Fra le ragioni della mia firma con riserva posta in calce al rapporto della Commissione della gestione sulla manovra finanziaria vi è sicuramente la proposta legata alle borse di studio. A prima vista può intrigare: tramutare una parte delle borse di studio per il grado terziario in prestiti, responsabilizzando maggiormente gli studenti sull’aiuto allo studio. Tuttavia una lettura più ampia della realtà in cui si muovono studenti e neolaureati pone ben più di un interrogativo sulla necessità di questa funzione pedagogica: l’assegno viene infatti già oggi accordato solamente per la durata regolare della formazione e 3 studenti su 4 svolgono già un’attività lavorativa durante gli studi per autofinanziarsi.
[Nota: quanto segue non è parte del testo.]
Issue #430, opened 2021-06-23
fastly_tls_subscription return one challenge


hosht:
### Terraform Version
Terraform v1.0.0
on darwin_amd64
+ provider registry.terraform.io/fastly/fastly v0.32.0

### Affected Resource(s)
- fastly_tls_subscription

If this issue appears to affect multiple resources, it may be an issue with Terraform's core, so please mention this.

### Terraform Configuration Files
```hcl
terraform {
  required_version = "1.0.0"

  required_providers {
    fastly = {
      source  = "fastly/fastly"
      version = "0.32.0"
    }
  }
}

locals {
  tls_domains = [
    "a.example.com",
    "b.example.com"
  ]
}

resource "fastly_tls_subscription" "this" {
  domains               = local.tls_domains
  certificate_authority = "lets-encrypt"
  configuration_id      = "configuration_id"
}
```

### Expected Behavior
when domain argument receives more than two domains, fastly_tls_subscription should return list of managed_dns_challenges and managed_http_challenges for domain validation.

```
"managed_dns_challenges": [
  {
    "record_name": "_acme-challenge.a.example.com",
    "record_type": "CNAME",
    "record_value": "abcde12345.fastly-validations.com"
  },
  {
    "record_name": "_acme-challenge.b.example.com",
    "record_type": "CNAME",
    "record_value": "abcde12345.fastly-validations.com"
  }
]
```

### Actual Behavior
it returns just a.example.com challenges. is it right?

```
"managed_dns_challenge": {
  "record_name": "_acme-challenge.a.example.com",
  "record_type": "CNAME",
  "record_value": "abcde12345.fastly-validations.com"
},
"managed_http_challenges": [
  {
    "record_name": "a.example.com",
    "record_type": "A",
...
```

smaeda-ks:
Thanks, @hosht! This appears to be a bug in our provider.

As this is going to be a breaking change, we will be discussing the fix in https://github.com/fastly/terraform-provider-fastly/pull/435

smaeda-ks:
This has been fixed in v0.33.0:
https://github.com/fastly/terraform-provider-fastly/blob/main/CHANGELOG.md

You can use the new `managed_dns_challenges` attribute instead:
https://registry.terraform.io/providers/fastly/fastly/latest/docs/resources/tls_subscription

We appreciate your feedback.

hosht:
Thank you so much, it saves my time !

PR #435, opened 2021-06-27
[bug] fix fastly_tls_subscription resource to properly handle challenges for multi-SAN

smaeda-ks:
fix for: https://github.com/fastly/terraform-provider-fastly/issues/430

Looks like when this resource was originally implemented, multi-SAN cert subscription wasn't taken into account. Specifically, this part...
https://github.com/fastly/terraform-provider-fastly/blob/v0.32.0/fastly/resource_fastly_tls_subscription.go#L176

Therefore, the state file only includes the first domain's challenge data, which is a bug.

Though this is definitely going to be a breaking change.

### DIFF
--- a/docs/resources/tls_subscription.md
+++ b/docs/resources/tls_subscription.md
@@ -78,11 +78,12 @@ data "aws_route53_zone" "demo" {
 
 # Set up DNS record for managed DNS domain validation method
 resource "aws_route53_record" "domain_validation" {
-  name            = fastly_tls_subscription.example.managed_dns_challenges.record_name
-  type            = fastly_tls_subscription.example.managed_dns_challenges.record_type
+  for_each = { for domain in fastly_tls_subscription.example.managed_dns_challenges : domain.record_name => domain }
+  name            = each.value.record_name
+  type            = each.value.record_type
   zone_id         = data.aws_route53_zone.demo.id
   allow_overwrite = true
-  records         = [fastly_tls_subscription.example.managed_dns_challenges.record_value]
+  records         = [each.value.record_value]
   ttl             = 60
 }
 
--- a/docs/resources/tls_subscription.md
+++ b/docs/resources/tls_subscription.md
@@ -161,6 +161,7 @@ $ terraform import fastly_tls_subscription.demo xxxxxxxxxxx
 ### Read-Only
 
 - **created_at** (String) Timestamp (GMT) when the subscription was created.
+- **managed_dns_challenge** (Map of String) (DEPRECATED) The details required to configure DNS to respond to ACME DNS challenge in order to verify domain ownership.
 - **managed_dns_challenges** (Set of Object) A list of options for configuring DNS to respond to ACME DNS challenge in order to verify domain ownership. (see [below for nested schema](#nestedatt--managed_dns_challenges))
 - **managed_http_challenges** (Set of Object) A list of options for configuring DNS to respond to ACME HTTP challenge in order to verify domain ownership. Best accessed through a `for` expression to filter the relevant record. (see [below for nested schema](#nestedatt--managed_http_challenges))
 - **state** (String) The current state of the subscription. The list of possible states are: `pending`, `processing`, `issued`, and `renewing`.
--- a/docs/resources/tls_subscription.md
+++ b/docs/resources/tls_subscription.md
@@ -12,7 +12,7 @@ Enables TLS on a domain using a certificate managed by Fastly.
 
 DNS records need to be modified on the domain being secured, in order to respond to the ACME domain ownership challenge.
 
-There are two options for doing this: the `managed_dns_challenge`, which is the default method; and the `managed_http_challenges`, which points production traffic to Fastly.
+There are two options for doing this: the `managed_dns_challenges`, which is the default method; and the `managed_http_challenges`, which points production traffic to Fastly.
 
 ~> See the [Fastly documentation](https://docs.fastly.com/en/guides/serving-https-traffic-using-fastly-managed-certificates#verifying-domain-ownership) for more information on verifying domain ownership.
 
@@ -78,11 +78,11 @@ data "aws_route53_zone" "demo" {
 
 # Set up DNS record for managed DNS domain validation method
 resource "aws_route53_record" "domain_validation" {
-  name            = fastly_tls_subscription.example.managed_dns_challenge.record_name
-  type            = fastly_tls_subscription.example.managed_dns_challenge.record_type
+  name            = fastly_tls_subscription.example.managed_dns_challenges.record_name
+  type            = fastly_tls_subscription.example.managed_dns_challenges.record_type
   zone_id         = data.aws_route53_zone.demo.id
   allow_overwrite = true
-  records         = [fastly_tls_subscription.example.managed_dns_challenge.record_value]
+  records         = [fastly_tls_subscription.example.managed_dns_challenges.record_value]
   ttl             = 60
 }
 
@@ -112,14 +112,14 @@ In addition to the arguments listed above, the following attributes are exported
 * `created_at` - Timestamp (GMT) when the subscription was created.
 * `updated_at` - Timestamp (GMT) when the subscription was last updated.
 * `state` - The current state of the subscription. The list of possible states are: `pending`, `processing`, `issued`, and `renewing`.
-* `managed_dns_challenge` - The details required to configure DNS to respond to ACME DNS challenge in order to verify domain ownership. See Managed DNS Challenge below for details.
+* `managed_dns_challenges` - A list of options for configuring DNS to respond to ACME DNS challenge in order to verify domain ownership. See Managed DNS Challenge below for details.
 * `managed_http_challenges` - A list of options for configuring DNS to respond to ACME HTTP challenge in order to verify domain ownership. See Managed HTTP Challenges below for details.
 
 ### Managed DNS Challenge
 
-The available attributes in the `managed_dns_challenge` block are:
+The available attributes in the `managed_dns_challenges` block are:
 
-* `record_name` - The name of the DNS record to add. For example `_acme-challenge.example.com`. Accessed like this, `fastly_tls_subscription.tls.managed_dns_challenge.record_name`.
+* `record_name` - The name of the DNS record to add. For example `_acme-challenge.example.com`. Accessed like this, `fastly_tls_subscription.tls.managed_dns_challenges.record_name`.
 * `record_type` - The type of DNS record to add, e.g. `A`, or `CNAME`.
 * `record_value` - The value to which the DNS record should point, e.g. `xxxxx.fastly-validations.com`.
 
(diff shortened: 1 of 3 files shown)


templates/resources/tls_subscription.md.tmpl
```diff
@@ -78,11 +78,11 @@ data "aws_route53_zone" "demo" {
...
 # Set up DNS record for managed DNS domain validation method
 resource "aws_route53_record" "domain_validation" {
-  name            = fastly_tls_subscription.example.managed_dns_challenge.record_name
-  type            = fastly_tls_subscription.example.managed_dns_challenge.record_type
+  name            = fastly_tls_subscription.example.managed_dns_challenges.record_name
+  type            = fastly_tls_subscription.example.managed_dns_challenges.record_type
   zone_id         = data.aws_route53_zone.demo.id
   allow_overwrite = true
-  records         = [fastly_tls_subscription.example.managed_dns_challenge.record_value]
+  records         = [fastly_tls_subscription.example.managed_dns_challenges.record_value]
```
smaeda-ks: No longer works as it's now TypeSet rather than TypeMap

Probably better to change them to use `for_each` ...?

```tf
resource "aws_route53_record" "domain_validation" {
  for_each        = toset(fastly_tls_subscription.example.managed_dns_challenge)
  name            = each.record_name
  type            = each.record_type
  zone_id         = data.aws_route53_zone.demo.id
  allow_overwrite = true
  records         = [each.record_value]
  ttl             = 60
}
```

bengesoff: I'd agree that `for_each` would make more sense here - especially as I expect the typical workflow would be to add a record for each DNS challenge in the set. However I think that snippet needs a couple of minor snippets for it to work! 🙂

fastly/resource_fastly_tls_subscription.go
```diff
@@ -68,11 +68,29 @@ func resourceFastlyTLSSubscription() *schema.Resource {
 				Description: "The current state of the subscription. The list of possible states are: `pending`, `processing`, `issued`, and `renewing`.",
 				Computed:    true,
 			},
-			"managed_dns_challenge": {
-				Type:        schema.TypeMap,
-				Description: "The details required to configure DNS to respond to ACME DNS challenge in order to verify domain ownership.",
+			"managed_dns_challenges": {
```
bengesoff, line 78: As you mentioned, this schema change is a breaking change - to assist in the transition to the new version, it might be good to implement a [`StateUpgrader` function](https://www.terraform.io/docs/extend/resources/state-migration.html) here. The users will still have to update their config files to use the new schema, but at least the statefile can be upgraded automatically

templates/resources/tls_subscription.md.tmpl
```diff
@@ -112,14 +112,14 @@ In addition to the arguments listed above, the following attributes are exported
 * `created_at` - Timestamp (GMT) when the subscription was created.
 * `updated_at` - Timestamp (GMT) when the subscription was last updated.
 * `state` - The current state of the subscription. The list of possible states are: `pending`, `processing`, `issued`, and `renewing`.
-* `managed_dns_challenge` - The details required to configure DNS to respond to ACME DNS challenge in order to verify domain ownership. See Managed DNS Challenge below for details.
```
bengesoff, line 115: Possibly only tangentially relevant to this PR, but it could be worth removing the "argument reference" and "attribute reference" sections from the docs template, as it gets added to the rendered docs page by `tfplugindocs` already

templates/resources/tls_subscription.md.tmpl
smaeda-ks: @bengesoff Thanks.

```tf
resource "aws_route53_record" "domain_validation" {
  for_each = { for domain in fastly_tls_subscription.example.managed_dns_challenges : domain.record_name => domain }
  name            = each.value.record_name
  type            = each.value.record_type
  zone_id         = data.aws_route53_zone.demo.id
  allow_overwrite = true
  records         = [each.value.record_value]
  ttl             = 60
}
```

maybe something like this would work?

bengesoff: I'd imagine you could use something like the following although I haven't tried it
```hcl
resource "aws_route53_record" "domain_validation" {
  for_each        = fastly_tls_subscription.example.managed_dns_challenges
  name            = each.record_name
  type            = each.record_type
  zone_id         = data.aws_route53_zone.demo.id
  allow_overwrite = true
  records         = [each.record_value]
  ttl             = 60
}
```

smaeda-ks: ok, I'll test

fastly/resource_fastly_tls_subscription.go
smaeda-ks: But `$ terraform refresh` also updates the state file, right? Or, any subsequent apply after the version update would override and correct the state file, is what I was seeing in my tests earlier.

bengesoff: Fair enough if you've tested it! I didn't know if it would correctly overwrite the old state with the new schema, or if you'd have to migrate it. I can see that would be possible in principle as it's a fully computed value, so we wouldn't need to try and preserve their config file, so happy to leave it if it works 👍🏼

templates/resources/tls_subscription.md.tmpl
smaeda-ks: Ok, just tested this. My second suggestion worked fine. Your suggestion gave me the below error:

```tf
| Error: Invalid "each" attribute
│
│   on fastly.tf line 105, in resource "aws_route53_record" "demo":
│  105:   name            = each.record_name
│
│ The "each" object does not have an attribute named "record_name". The supported attributes are each.key and each.value, the current key and value pair of the "for_each" attribute set.
```

so I'll go with the second one. Thanks

bengesoff: Oh you're right, sorry 🤦🏻‍♂️ It was supposed to be `each.value.record_name` but that also doesn't work as `for_each` must be either a map or a set of strings! 

I've just tested it as well and there's a minor error with both:
```
╷
│ Error: Invalid for_each argument
│ 
│   on main.tf line 41, in resource "aws_route53_record" "domain_validation":
│   41:   for_each = { for domain in fastly_tls_subscription.example.managed_dns_challenges : domain.record_name => domain }
│     ├────────────────
│     │ fastly_tls_subscription.example.managed_dns_challenges is a set of object, known only after apply
│ 
│ The "for_each" value depends on resource attributes that cannot be determined until apply, so Terraform cannot predict how many instances will be created. To work around this, use the -target argument to first apply only the resources that the for_each depends
│ on.
╵
```

Unfortunately it has to be applied in two stages to get around this - do you think that's worth mentioning somewhere?

templates/resources/tls_subscription.md.tmpl
smaeda-ks: Actually, I think we still have this problem: https://github.com/hashicorp/terraform-plugin-docs/issues/28
so I think we should leave it as-is for the time being.

bengesoff: Ah yes good point

Integralist (approved):
This looks OK to me, but we don't want to merge this until we've discussed a major 1.0.0 release (@smaeda-ks I'll be having discussions with @bengesoff about 1.0.0 as part of our Q3 goals). 

In the mean time I'd also want to get @bengesoff's approval of these changes too.

bengesoff (approved):
Think `make generate-docs` needs rerunning, but otherwise LGTM 👍🏼

smaeda-ks:
pushed doc update

virgofx:
Any chance to get this merged and a release cut? Our workaround is to create separate subscriptions per domain :(

Integralist:
Hi @virgofx the current implementation is considered a breaking change and so would need to be part of a 1.0.0 release (something we're actively working towards at the moment, but unfortunately I couldn't say with certainty as to _when_ exactly it would be ready to release).

In the meantime I'm discussing with the team potential workarounds that don't result in a breaking change.

docs/resources/tls_subscription.md
```diff
@@ -160,11 +161,22 @@ $ terraform import fastly_tls_subscription.demo xxxxxxxxxxx
 ### Read-Only
 
 - **created_at** (String) Timestamp (GMT) when the subscription was created.
-- **managed_dns_challenge** (Map of String) The details required to configure DNS to respond to ACME DNS challenge in order to verify domain ownership.
+- **managed_dns_challenge** (Map of String) (DEPRECATED) The details required to configure DNS to respond to ACME DNS challenge in order to verify domain ownership.
```
smaeda-ks: Marked this attribute as DEPRECATED

fastly/resource_fastly_tls_subscription.go
```diff
@@ -172,24 +196,53 @@ func resourceFastlyTLSSubscriptionRead(_ context.Context, d *schema.ResourceData
...
+				})
 			}
+		}
+	}
 
-			managedDNSChallenge = map[string]string{
-				"record_type":  challenge.RecordType,
-				"record_name":  challenge.RecordName,
-				"record_value": challenge.Values[0],
+	// NOTE: This block of code contains a bug where the state file will only include
```
Integralist: I'd prefer to have this as a 'TODO' as I regularly do searches for `TODO:` across our various codebases looking for things to fix up, and although this would be something we actively look for as part of the future 1.0.0 release, I think it's still worth marking as a TODO so we don't accidentally miss it.

```suggestion
	// TODO: This block of code contains a bug where the state file will only include
```

fastly/resource_fastly_tls_subscription.go
```diff
@@ -70,10 +70,34 @@ func resourceFastlyTLSSubscription() *schema.Resource {
 			},
 			"managed_dns_challenge": {
 				Type:        schema.TypeMap,
-				Description: "The details required to configure DNS to respond to ACME DNS challenge in order to verify domain ownership.",
+				Description: "(DEPRECATED) The details required to configure DNS to respond to ACME DNS challenge in order to verify domain ownership.",
```
bengesoff: I believe there's `Deprecated` field on the `schema.Schema` type too, which might be worth using. I'm not sure whether that gets picked up by `terraform-plugin-docs` however, so you might still have to keep the description as you have it now

smaeda-ks: Ah, that's good to know. Let me test that.

smaeda-ks: https://www.terraform.io/docs/extend/best-practices/deprecations.html#renaming-a-required-attribute

> Add Deprecated to the schema definition of the existing (now the "old") attribute, noting to use the new attribute in the message.

I thought that would be helpful, but seems the `Deprecated` field doesn't really do anything for `Computed` Schema. I've tested but nothing showed up in my console, which is understandable. So I think we're okay with the current for now. cc: @Integralist

smaeda-ks: Ah, sorry, I think I misunderstood it. It's just used for documentation, I see. I've just pushed a commit to set that field. Thanks

fastly/resource_fastly_tls_subscription.go
```diff
@@ -73,6 +73,31 @@ func resourceFastlyTLSSubscription() *schema.Resource {
 				Description: "The details required to configure DNS to respond to ACME DNS challenge in order to verify domain ownership.",
 				Computed:    true,
 				Elem:        &schema.Schema{Type: schema.TypeString},
+				Deprecated:  "Use 'managed_http_challenges' attribute instead",
```
bengesoff: I think the message should be "Use 'managed_**dns**_challenges' attribute instead" instead shouldn't it?

smaeda-ks: fixed

smaeda-ks:
Please merge this. Thanks

bengesoff (approved):

virgofx:
Thanks for merging! Can you please cut the 1.0.0 release so consumers can make use of this great work 😃

Integralist:
Hi @virgofx this change will actually go into a `0.33.0` release. We're actively fixing some broken integration tests at the moment, but once we have those fixed I'll be cutting that new release 🙂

Inoltre, è oggi sempre più difficile trovare immediatamente un impiego anche per chi esce dall’università e, prima di trovare un’occupazione piena, stabile e ben remunerata, si è spesso obbligati a passare da vari stage per maturare quell’esperienza sempre più richiesta anche per un primo impiego. Per non parlare di un’altra realtà del nostro tempo, i posti di lavoro a tempo parziale, che oggi toccano quasi un terzo dei trentenni. Anche perché, ricordiamolo, non è che le borse di studio sostengano proprio tutti, anzi: sono accordate in modo oculato e mirato, destinate a studenti di famiglie della fascia medio-bassa, anche grazie al recente passaggio dal criterio del reddito imponibile a quello del reddito disponibile, scelto proprio per limitare gli aiuti unicamente a coloro che ne hanno davvero bisogno e prevenire eventuali abusi. Ragioni in più, queste, per non banalizzare un debito di 25’000-30’000 CHF – peraltro giudicato medio-alto dalle politiche pubbliche che si occupano di prevenzione dell’indebitamento – sulle spalle di giovani ai quali la società chiede non solo di camminare sulle proprie gambe, ma di costruirsi un futuro professionale e un progetto di vita, investendo nell’economia reale, partecipando alla vita sociale e politica, creandosi una famiglia (ricordo che un recente studio ha confermato che il fattore finanziario incide sulla scelta di fare figli). Tutti obiettivi importanti, necessari, ma non scontati; ancora meno scontati se il giovane parte con un debito sulle proprie spalle, con le inchieste che ci dicono che oltre la metà di chi ha un debito in giovane età lo porta con sé per molti anni, se non per sempre.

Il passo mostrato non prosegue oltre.